Exercise objective:
Reproduce exactly the lines from the top of the records below through the line holding "Zihpm (also zicntr), however, is".

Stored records

+===+

PR #3232, opened 2023-01-18
Add more extensions to dts

ZenithalHourlyRate:
For new version of the unprivileged spec, zicsr/zifencei have been separated out of I (base extension). Rocket always supports them. So should other cores that have the support of the old base extension.

Zihpm (also zicntr), however, is an internal uarch for rocket so I wonder if this isaDTS will affect other cores or not.

**Related issue**: https://github.com/chipsalliance/rocket-chip/pull/3202#discussion_r1064312736

**Impact**: API addition

**Release Notes**

Add H/Zicsr/Zifencei/Zihpm/Zfh to dts


sorear:
Might be less misleading to say that Rocket relies on software to provide Zicntr to S and U modes (riscv-software-src/riscv-pk@66776bbc in 2016, and in opensbi since the beginning)?

jerryz123 (approved):

PR #3233, opened 2023-01-18
RegDescsJson should use actual name of devices instead of "device"

jerryz123:
**Related issue**: 

**Release Notes**


sequencer (approved):
Haha I was frustrated by this a long time ago. However I used to try to solve it by OMIR but failed to achieved that. Binding might be get rid after MFC OMIR becoming stable enough, but it’s ok to get this in at this time.

PR #3234, opened 2023-01-20
Support passing wdata through TracedInstruction

jerryz123:
Rocket can't pass through wdata due to OOO write back, but other cores may support this.

**Related issue**: 

**Impact**: API modification

**Release Notes**

### DIFF
--- a/.gitignore
+++ b/.gitignore
@@ -13,3 +13,5 @@ docs-target/
 /test_lib/
 /testbuild/
 rocketchip.jar
+*#
+.#*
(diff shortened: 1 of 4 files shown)


sequencer:
LGTM. 
not related this PR:
For now Trace API is used for two purpose, for [trace spec](https://github.com/riscv-non-isa/riscv-trace-spec), for debug in simulation. 

I think we can still keep Trace for RC 1.X to let other cores depending on this. However, in 2.0, I propose to private the current trace api in Rocket, switching to XMR for simulation debugging. And implement the trace IP for SoC. But we will continue maintain 1.X for a long time, let other cores depending on it.

sequencer (approved):

PR #3238, opened 2023-01-31
Support Tile Clusters (recursive subsystems)

jerryz123:
This work *substantially* refactors the existing Tile/TilePRCIDomain/HasTiles/InstantiatesTiles code into a system that support recursive clusters of tiles.

This PR defines an `Element` as an abstract node in the hierarchy tree. `Element`s can be `BaseTile`s or `Cluster`s, where `BaseTile`s are leaf nodes in the hierarchy, clusters are non-root nodes, and the `BaseSubsystem` is the root node.
`BaseTile` and `Cluster` will support deduplication.

Notably `Cluster`s support recursive instantiation, a `Cluster` can contain `Tile`s or internal `Cluster`s.  The `Cluster` bus topology should be capable of both supporting hierarchical coherence, and the `BaseSubsystem`s topology handle managing all coherence, depending on configuration variables.

This PR still requires much more time, and very thorough review. Some of the interrupt handling is not satisfying, and some decisions over clock/reset crossing ought to be addressed.

**Impact**:  API modification

**Release Notes**


sequencer:
will this PR block the 3.6 bump?

src/main/scala/subsystem/BaseSubsystem.scala
```diff
@@ -2,15 +2,16 @@
 
 package freechips.rocketchip.subsystem
 
+import chisel3.Flipped
+import chisel3.experimental.IO
```
sequencer, line 6: No need in 3.6

jerryz123:
No. I don't think this PR should block anything, we should delay features while more critical things are going in.
(I certainly want to see more thorough testing before this goes in).

sequencer:
the semantic of hartid and tileid is different in MT cores(although there are no opensource MT core for now). This PR seems to remove the hartid, is this a desidered refactor?

jerryz123:
> the semantic of hartid and tileid is different in MT cores(although there are no opensource MT core for now). This PR seems to remove the hartid, is this a desidered refactor?

tileId is static, and should only be referenced by generator (its the old "staticIdForMetadataUseOnly"). 
hartId should be set by IO to allow dedup.

Future work can allow a tile to support multiple hartid.

sequencer:
Great!

jerryz123:
Replaced by #3490

PR #2841, opened 2021-06-03
Add hypervisor extension

aswaterman:
This PR implements v0.6.2 of the RISC-V Hypervisor Extension.

The implementation was inspired by José Martins' and colleagues' work
described in [1].  Much of the microarchitecture and essentially all of
the code is new, but their implementation served as our baseline.
We thank them for trailblazing hypervisor support in rocket-chip.

Note that this PR only includes the mechanisms to virtualize the hart
itself.  Virtualized interrupt controllers, IOMMUs, etc. are future work.
Lots of future work.

Note also that some features are (legally) not implemented.  Currently,
misa.H is not writable, something we may or may not choose to fix.
The mtinst and htinst CSRs are hardwired to 0, placing
additional onus on hypervisor software to use the HLVX instruction.

[1] "A First Look at RISC-V Virtualization from an Embedded Systems Perspective", https://arxiv.org/abs/2103.14951

**Related issue**: 

**Type of change**: feature request

**Impact**: API addition (no impact on existing code)

**Development Phase**: implementation

PR #3243, opened 2023-02-06
add dev branch and switch to chisel master

sequencer:
Since Chisel 3.6 is introducing more and more breaking changes(#3242, #3210, #3200, #3169, #2968), while Chisel 5(the next version of Chisel 3.6) will introduce more, and not back porting them. For the developers who wanna use new feature to develop RocketChip is a burden to wait for new release of Chisel release(almost half to one year for a major version). And I'm also tired of maintaining a bunch of patches which will be eventually merged but blocked by Chisel release.  I'm proposing to switch rocket-chip development to use chisel master, AKA the SNAPSHOT version of Chisel.

For the future rocket-chip releasing: I add the new `dev` branch and the future stable releasing of RC will based that. the backportable PR from `dev` to `master` will be merged. `master` will also be able to bump to new minor version of Chisel, since they are all backward compatible. After new major release of Chisel, `dev` will become the new `master` version, and `dev` will switch to next `master` version of Chisel   

**Related issue**: #3242, #3210, #3200, #3169, #2968

**Type of change**: feature request

**Impact**: no functional change

**Development Phase**: proposal

**Release Notes**

PR #3246, opened 2023-02-10
Remove redundant TLBExceptions V bit

ZenithalHourlyRate:
This was introduced by "(185cac83) Add hypervisor extension (#2841)"

This is a dead code, as no circuit is producing and consuming this bit.

This was discovered when migrating Core.scala to chisel3, where strict checking was applied for IO and firrtl found this is not connected.

In the context of hypervisor extension, V bit, or _virtualization mode_, indicates whether the hart is currently executing in a guest.

For TLBReq, the V bit is needed as it affects the PTW thus TLB behavior on whether to do _Two-Stage Address Translation_.

However, the bit is not needed for TLBException. The exceptions (pf, gf, ae, ma) have no V=1/V=0 variants. Also, there is no point to add V bit for gf (guest page fault).

The io.resp.gf added below in the original patch also does not connect io.resp.gf.v. If this V bit should be added for this specific exception, it should be connected.

I assume this was added accidentally, as the original "extends CoreBundle()(p)" modification seems irrelevant.

**Related issue**: 

**Release Notes**

### DIFF
--- a/src/main/scala/rocket/TLB.scala
+++ b/src/main/scala/rocket/TLB.scala
@@ -59,11 +59,10 @@ class TLBReq(lgMaxSize: Int)(implicit p: Parameters) extends CoreBundle()(p) {
 
 }
 
-class TLBExceptions(implicit p: Parameters) extends CoreBundle()(p) {
+class TLBExceptions extends Bundle {
   val ld = Bool()
   val st = Bool()
   val inst = Bool()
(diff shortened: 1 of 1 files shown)


ZenithalHourlyRate:
Do not merge yet, blocked by #3243

sequencer (approved):

PR #3248, opened 2023-02-15
PTW: only makeFragmentedSuperpagePPN from superpage count level

ingallsj:
**Related issue**: 

**Impact**: functional fix

**Release Notes**
The result of the `makeFragmentedSuperpagePPN` function was being used by a leaf-level 4KB page translation result, resulting in an incorrect VA-to-PA translation result.
The fix is to only use `makeFragmentedSuperpagePPN` if `count < (pgLevels-1)`.


sequencer:
sorry our self-hosted CI encountered some issues, I'm fixing.

aswaterman (approved):

PR #3331, opened 2023-04-24
config: add WithBootFreq configuration

cyyself:
The rocket-chip will set clock-frequency to 0 in the CPU fields of the device tree. And the value is taken from bootFreqHz in the RocketCoreParams which is zero by default. Some devices will use this property to calculate the clock divider ratio, but a zero value will cause division overflow.

This patch allows setting the value by simply adding WithBootFreq to the configuration, so we will have the correct clock-frequency in the dts.

### DIFF
--- a/src/main/scala/subsystem/Configs.scala
+++ b/src/main/scala/subsystem/Configs.scala
@@ -514,6 +514,14 @@ class WithTimebase(hertz: BigInt) extends Config((site, here, up) => {
   case DTSTimebase => hertz
 })
 
+class WithBootFreq(hertz: BigInt) extends Config((site, here, up) => {
+  case TilesLocated(InSubsystem) => up(TilesLocated(InSubsystem), site) map {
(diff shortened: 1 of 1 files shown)


src/main/scala/subsystem/Configs.scala
```diff
@@ -514,6 +514,14 @@ class WithTimebase(hertz: BigInt) extends Config((site, here, up) => {
   case DTSTimebase => hertz
 })
 
+class WithBootFreq(hertz: BigInt) extends Config((site, here, up) => {
```
jerryz123, line 517: Change to WithRocketTileBootFreq

ZenithalHourlyRate:
Can this be done by taking values from clockNode from diplomacy? `ClockParameters` has the `freqMHz` field.

jerryz123:
I think it would be more useful if this also set the ClockSinkParams

jerryz123:
IIRC the tile ClockSinkParams currently are not given a freq

PR #3332, opened 2023-04-25
all isaDTS strings to lowercase

cyyself:
The Linux Kernel requires letters in the riscv,isa string in the device tree must be all lowercase to simplify parsing. [see here](https://github.com/torvalds/linux/blob/v6.3/Documentation/devicetree/bindings/riscv/cpus.yaml#L82)

However, rocket-chip will produce an ISA string with uppercase letters will cause the kernel to misbehave. Especially when using defconfig Linux with rocket-chip without FPU, the ISA string parser will confuse the current kernel that the CPU has "f" from "Zifencei", and the kernel will panic at `__fstate_restore` due to illegal instruction exceptions.

I tried to patch the Linux Kernel, but a maintainer thinks it will make the device tree have no backward compatibility. In my opinion, the rocket-chip should be fixed, and the parser in the kernel should also be fixed to avoid illegal parsing causing the kernel to misbehave.

In this PR, I changed all the ISA strings to lowercase to meet the kernel's requirements, and the issue was solved.

**Related issue**: See [https://lore.kernel.org/lkml/20230425-flyable-prompter-5b1e4cebf9db@wendy/](https://lore.kernel.org/lkml/20230425-flyable-prompter-5b1e4cebf9db@wendy/)

### DIFF
--- a/src/main/scala/rocket/RocketCore.scala
+++ b/src/main/scala/rocket/RocketCore.scala
@@ -64,7 +64,7 @@ case class RocketCoreParams(
   val instBits: Int = if (useCompressed) 16 else 32
   val lrscCycles: Int = 80 // worst case is 14 mispredicted branches + slop
   val traceHasWdata: Boolean = false // ooo wb, so no wdata in trace
-  override val customIsaExt = Some("Xrocket") // CEASE instruction
+  override val customIsaExt = Some("xrocket") // CEASE instruction
   override def minFLen: Int = fpu.map(_.minFLen).getOrElse(32)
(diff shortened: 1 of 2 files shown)


jerryz123 (approved):

ConchuOD:
@cyyself Thanks for doing this!

ZenithalHourlyRate:
Can this be made against the dev branch? It will be backported to the master branch using mergify.

cyyself:
> Can this be made against the dev branch? It will be backported to the master branch using mergify.

OK. Moved to #3333.

PR #3335, opened 2023-04-27
rename M_HLVX to prevent clashing with M_FLUSH

Sh-Anand:

**Release Notes**

Renamed the constant M_HLVX from `10000` to `11000` to prevent clashing with M_FLUSH, as `isRead` would always return true for memory commands with `M_FLUSH`.

Note: The bug was spotted while working with `boom/src/main/scala/lsu/dcache.scala` of the BOOM. This prevents `M_FLUSH` commands from sending a response as `s2_send_resp` would always evaluate to false.


ZenithalHourlyRate (approved):
After inspecting M_HLVX related spec/code, it seems like a mistake instead of an intended clashing.

The order of the constants is also a hint.

Could you make this change against the dev branch? It will be backported to the master branch using mergify.

PR #3354, opened 2023-05-10
Bump master to chisel 3.6

jerryz123:


ZenithalHourlyRate:
chisel 3.6 breaks mill. See https://github.com/chipsalliance/chisel/pull/3045#issuecomment-1523815303

ZenithalHourlyRate:
> What's the solution for this? The SBT release flow for 3.6.0 on master is fine for now.

I assume backporting that fix to chisel 3.6.x branch and then releasing a 3.6.1 should work. @sequencer for this.

sequencer:
I think depending on maven release rather than compiling from source would help.

ZenithalHourlyRate:
> chisel 3.6 breaks mill.

Oh I made a mistake here. I encountered such problem when working with a project that compiles chisel 3.6 from source. rocket-chip uses 3.6 from maven so things should be fine.

jerryz123:
@ZenithalHourlyRate or @sequencer can one of you update this PR with the fixes for mill?

sequencer:
I can do it after going back to keyboard tonight

src/main/scala/util/HeterogeneousBag.scala
```diff
@@ -2,17 +2,17 @@
...
 
-import Chisel._
-import chisel3.Record
+import chisel3._
+import chisel3.experimental.DataMirror
 import scala.collection.immutable.ListMap
 
 final case class HeterogeneousBag[T <: Data](elts: Seq[T]) extends Record with collection.IndexedSeq[T] {
-  def apply(x: Int) = elts(x)
+  val elements = ListMap(elts.zipWithIndex.map { case (n,i) => (i.toString, DataMirror.internal.chiselTypeClone(n)) }:_*)
```
jackkoenig, line 10: Since rocket-chip is on Scala 2.13 now, I would recommend using `VectorMap` instead of `ListMap`, it's **much** faster with large collection sizes.

src/main/scala/util/HeterogeneousBag.scala
```diff
@@ -2,17 +2,17 @@
...
-import scala.collection.immutable.ListMap
+import chisel3._
+import chisel3.experimental.DataMirror
+import scala.collection.immutable.VectorMap
 
 final case class HeterogeneousBag[T <: Data](elts: Seq[T]) extends Record with collection.IndexedSeq[T] {
-  def apply(x: Int) = elts(x)
+  val elements = VectorMap(elts.zipWithIndex.map { case (n,i) => (i.toString, DataMirror.internal.chiselTypeClone(n)) }:_*)
+
+  def apply(x: Int): T = elements.values.toSeq(x)
```
jackkoenig, line 12:
```suggestion
  def apply(x: Int): T = {
    val key = elements.keys(x)
    elements(key)
  }
```
Now that `elements` is a `VectorMap`, we can make `apply` actually `O(1)` (as is implied by extending `IndexedSeq`), whereas the current implementation is `O(n)`.

sequencer:
I think mill doesn't break it since it already depends on the maven version of chisel

jerryz123:
Please don't merge this yet, we are encountering some issues with 3.6 bump

ZenithalHourlyRate:
CI is happy now. Failure on riscv-arch-test CI is irrelevant.

ZenithalHourlyRate:
> we are encountering some issues with 3.6 bump

I assume we could merge now?

jerryz123:
Please wait, I found many bugs, I want to fix them for 3.5.6 first before bumping to 3.6.0

jerryz123:
We may also need to delay this until we have a suitable replacement for fixed-point in 3.6.0

jackkoenig:
> We may also need to delay this until we have a suitable replacement for fixed-point in 3.6.0

FixedPoint is still supported in 3.6.0, it's just deprecated, you can suppress the deprecation warning. Just note that FixedPoint does not work in MFC so a suitable replacement that works in MFC would be very handy.

There are many interested in a Chisel-only FixedPoint implementation: https://github.com/chipsalliance/chisel/issues/3161

jerryz123:
> > We may also need to delay this until we have a suitable replacement for fixed-point in 3.6.0
> 
> 
> 
> FixedPoint is still supported in 3.6.0, it's just deprecated, you can suppress the deprecation warning. Just note that FixedPoint does not work in MFC so a suitable replacement that works in MFC would be very handy.
> 
> 
> 
> There are many interested in a Chisel-only FixedPoint implementation: https://github.com/chipsalliance/chisel/issues/3161

Oh great, that's good to hear, thanks. I'm losing track of what's getting dropped and what's getting deprecated each release.

ZenithalHourlyRate (approved):

PR #3356, opened 2023-05-10
Support custom bundles in Trace

jerryz123:
An alternative approach to #3355, core implementations can set a custom `traceCustom` field to pull out extra information out of the `TraceBundle`.

@bgottschall does this look OK for you?

**Related issue**: 

**Release Notes**

### DIFF
--- a/src/main/scala/rocket/RocketCore.scala
+++ b/src/main/scala/rocket/RocketCore.scala
@@ -812,7 +812,7 @@ class Rocket(tile: RocketTile)(implicit p: Parameters) extends CoreModule()(p)
   csr.io.rw.addr := wb_reg_inst(31,20)
   csr.io.rw.cmd := CSR.maskCmd(wb_reg_valid, wb_ctrl.csr)
   csr.io.rw.wdata := wb_reg_wdata
-  io.trace := csr.io.trace
+  io.trace.insns := csr.io.trace
   for (((iobpw, wphit), bp) <- io.bpwatch zip wb_reg_wphit zip csr.io.bp) {
     iobpw.valid(0) := wphit
     iobpw.action := bp.control.action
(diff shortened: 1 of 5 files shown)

+===+

Exercise answer:
PR #3232, opened 2023-01-18
Add more extensions to dts

ZenithalHourlyRate:
For new version of the unprivileged spec, zicsr/zifencei have been separated out of I (base extension). Rocket always supports them. So should other cores that have the support of the old base extension.

Zihpm (also zicntr), however, is an internal uarch for rocket so I wonder if this isaDTS will affect other cores or not.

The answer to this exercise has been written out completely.